--- Work request ---
Report each line of the listing that carries the word "nexus".
==================================================
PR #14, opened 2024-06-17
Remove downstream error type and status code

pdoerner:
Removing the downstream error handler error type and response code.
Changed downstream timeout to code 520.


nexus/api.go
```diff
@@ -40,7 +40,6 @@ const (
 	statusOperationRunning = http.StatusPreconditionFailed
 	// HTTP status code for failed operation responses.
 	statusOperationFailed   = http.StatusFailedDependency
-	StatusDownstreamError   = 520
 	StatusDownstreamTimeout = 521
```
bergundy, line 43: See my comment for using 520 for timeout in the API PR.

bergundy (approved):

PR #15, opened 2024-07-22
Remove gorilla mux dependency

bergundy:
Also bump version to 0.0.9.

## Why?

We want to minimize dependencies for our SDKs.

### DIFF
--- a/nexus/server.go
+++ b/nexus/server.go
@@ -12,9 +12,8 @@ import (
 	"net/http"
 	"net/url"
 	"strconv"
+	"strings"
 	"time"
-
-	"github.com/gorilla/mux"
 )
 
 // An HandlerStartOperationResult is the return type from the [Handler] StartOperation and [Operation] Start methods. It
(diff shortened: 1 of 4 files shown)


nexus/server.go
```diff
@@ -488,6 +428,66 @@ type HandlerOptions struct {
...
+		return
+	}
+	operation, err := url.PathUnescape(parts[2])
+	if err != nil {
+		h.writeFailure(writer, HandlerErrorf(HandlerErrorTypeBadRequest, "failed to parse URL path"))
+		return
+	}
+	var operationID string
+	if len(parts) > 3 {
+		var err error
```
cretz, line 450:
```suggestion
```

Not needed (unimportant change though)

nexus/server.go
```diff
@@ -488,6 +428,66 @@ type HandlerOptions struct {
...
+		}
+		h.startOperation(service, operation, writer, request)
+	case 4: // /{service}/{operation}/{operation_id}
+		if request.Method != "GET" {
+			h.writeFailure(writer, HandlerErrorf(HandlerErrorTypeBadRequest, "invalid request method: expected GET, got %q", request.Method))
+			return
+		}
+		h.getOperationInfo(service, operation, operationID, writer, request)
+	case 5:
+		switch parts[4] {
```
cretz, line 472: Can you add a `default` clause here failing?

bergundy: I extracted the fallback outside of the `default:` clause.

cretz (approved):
==================================================
--- Result ---
nexus/api.go
--- a/nexus/server.go
+++ b/nexus/server.go
nexus/server.go
nexus/server.go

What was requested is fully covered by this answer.